Identifying the problem is only half the battle, though. The end goal would be to go through and fix each record. Surely that's easier done in a database tool than on the command line.

Additionally, these data presumably live in a database at the museums they're from. They put them on the web as CSV (or similar) so that the public can see them, but the museum IT guy would end up making the eventual changes in their tracking system anyway.

passwordreset · on Oct 3, 2018

Why not combine the approach and run SELECT statements from the command line?

https://github.com/harelba/q

I'm sure there are issues with this, but it seems pretty sane. Your sample query would read _something_ like:

q 'SELECT * FROM FishSpecimenData.csv WHERE c33 > c31 AND c31 is not null AND c33 is not null'

lolc · on Oct 3, 2018

Oh I thought the article would be about scientific fields. Not data fields. I became increasingly irritated about the pedantry before I realized that this was the topic.

Once the confusion lifted I could enjoy the read.

stephengillie · on Oct 3, 2018

Last week I signed a lease that stated "Mold have existed since the beginning of time." While scientifically inaccurate, I believe legally it is close enough.

NullPrefix · on Oct 3, 2018

Is that a waiver so you could agree to live in a moldy house?
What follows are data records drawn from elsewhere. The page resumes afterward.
PR #164, opened 2016-10-07
Update typography

msecret:
Had to make some tweaks to make the typography acceptable in current
design.

screenshot_2016-10-07_11-41-26
screenshot_2016-10-07_11-41-55
screenshot_2016-10-07_11-42-22
screenshot_2016-10-07_13-01-34


adborden (approved):
Good from my perspective, up to @thisisdano to approve  :)

thisisdano:
Still workin' on fixing the issues with this change — especially in the docs. Hope to finish tomorrow.

thisisdano:
Worked on docs and dashboard; now on to the landing page(s)

src/css/base/typography.scss
```diff
@@ -4,7 +4,23 @@
 body {
   color: $color-base;
   font-weight: 400;
-  line-height: 1.7333333;
+  line-height: $leading-body;
+  font-size: $base-type-px;
+}
+
+a {
+  text-decoration: none;
```
msecret, line 12: So would this mean that the only indication something is a link is a difference in color? I believe that might be an accessibility problem.

src/css/override_vars.scss
```diff
@@ -23,29 +23,89 @@ $color-secondary-lightest:   #deeeef; // DEEF!
...
 $font-mono:                  'Roboto Mono', 'Bitstream Vera Sans Mono', 'Consolas', 'Courier', monospace;
+
+$base: 8;
+$base-grid: #{$base}px;
+$base-rem: #{$base}rem;
+$base-type: $base * 2;
+$base-type-rem: #{$base * 2}rem;
+$base-type-px: #{$base * 2}px;
+
+$bx5: #{($base / 2 / $base-type)}rem;    // 4px
```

Do you have an option of not living there?

Fixing your health issues could cost more than the savings you get from living in that shack.

stephengillie · on Oct 3, 2018

Mold can become a bad issue if your bathroom isn't ventilated after showers. I've rented for decades in WA State and every lease I've signed has had a mold clause. The building was built 4 years ago; I watched them build it.